7. If the phone number and key category does not exist in the crowd registry and if it is a valid message, insert relevant comment as 'Not a Valid Farmer' or 'Not a Valid Wholesale Trader', etc. Also, set LGA/Market as 'N/A'. a. Wholesale trader must submit data only for Wholesale data and Retail Traders must submit retail data. Identify type by using the first two characters of keyword: 'TW' means wholesale; ‘TR' means retail.

b. If there is no matching phone number, mark as 'Not a valid contributor'. Data row can be set as Valid if it is a valid SMS. 8. There are several messages where '.' used as thousand separator instead of ','. Example: FGP 9 6 22.000. Here the value is actually meant as 22000. Remove the '.' only if: after splitting the message, if the 4th element has '.' and after '.', if the length is 3, remove '.' to get the actual value.

9. Some messages combine the commodity and measure codes.

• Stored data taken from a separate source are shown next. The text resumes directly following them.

PR #2768, opened 2024-07-02
Explosions now stun and throw mobs

vero5123:
## About the PR
Title

## Why / Balance
Similar to CM13, explosions should stun mobs in close vicinity, xenos shouldn't be able to dance around nades, same goes for marines. This makes nades a double edged sword where they are now relatively more impactful if used correctly but if you screw up then the ff damage can also be significant. 

## Technical details
We can maybe make this an optional parameter instead, so that some mobs like queen and crusher can potentially be immune to these effects.  

## Media

https://github.com/RMC-14/RMC-14/assets/73014819/80a2da72-ac73-47be-9ed6-d9478063e315

## Breaking changes
N/A

**Changelog**
:cl:
- add: Explosions will stun & toss mobs in close vicinity

### DIFF
--- a/Content.Server/Explosion/EntitySystems/ExplosionSystem.Processing.cs
+++ b/Content.Server/Explosion/EntitySystems/ExplosionSystem.Processing.cs
@@ -468,7 +468,7 @@ public sealed partial class ExplosionSystem
         {
             var pos = _transformSystem.GetWorldPosition(xform);
             var adjustedThrowForce = throwForce;
-            if (HasComp<MobStateComponent>(uid)) 
+            if (HasComp<MobStateComponent>(uid))
             {
                 adjustedThrowForce /= 5;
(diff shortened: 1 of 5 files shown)


vero5123:
maybe the overall quantity of nades can be reduced as well, but I mean that probably will happen regardless once more weapons & kit choices are added.

JoeHammad1844:
nothing wrong with lots of nades

QuietlyWhisper (changes requested):
This should probably be in a configurable component for mobs instead of in the base code, but the effect it self looks great

vero5123:
as discussed in the technical details section I think having a field value for whether or not the mob is affected by the explosion might be a good idea, however, I don't think the actual adjusted force should be a configurable parameter.

vero5123:
I'm going to refactor the nade's effects on mobs entirely.

vero5123:
i'll get back to this later, unless someone beats me to it.

PR #7930, opened 2025-09-16
fix some storage oversights

QuietlyWhisper:
## About the PR

- Belts can hold anything that is a ballistic ammo provider, allowing unintended affects such as storing specifically underbarrel grenade launchers and underbarrel shotguns. This was fixed by blacklisting all underbarrel attachments, but is likely not the best solution to this. 
    - Alternatives could be increasing the item size of these problem attachments, at the cost of taking up more space in intended storages, like bags.

:cl:
- fix: Fixed being able to store underbarrel attachment guns in the ammo load rig.


DrSmugleaf (commented):
Mortar fix should be done now with https://github.com/RMC-14/RMC-14/pull/6326

Resources/Prototypes/_RMC14/Entities/Clothing/Belt/belts.yml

Examples: TRP 84 600, TRP 23 520, FGP 56 #13000 FGP 61 1200. In such cases, check the second element in the array. If it exceeds the commodity code of 18, it means, possibly, the user combined the commodity code and measure code. Split the codes. Consider the first as the commodity code and the second as the measure code.

10. In others, the SMS short code and commodity codes are combined. Example: "2348028153733","NIG_AIRTEL","FGP3 6 38500","2017-01-09T14:57:53.548Z". Try to first match with SMS code list. Then take the remaining, assign to the commodity code, and refine the message.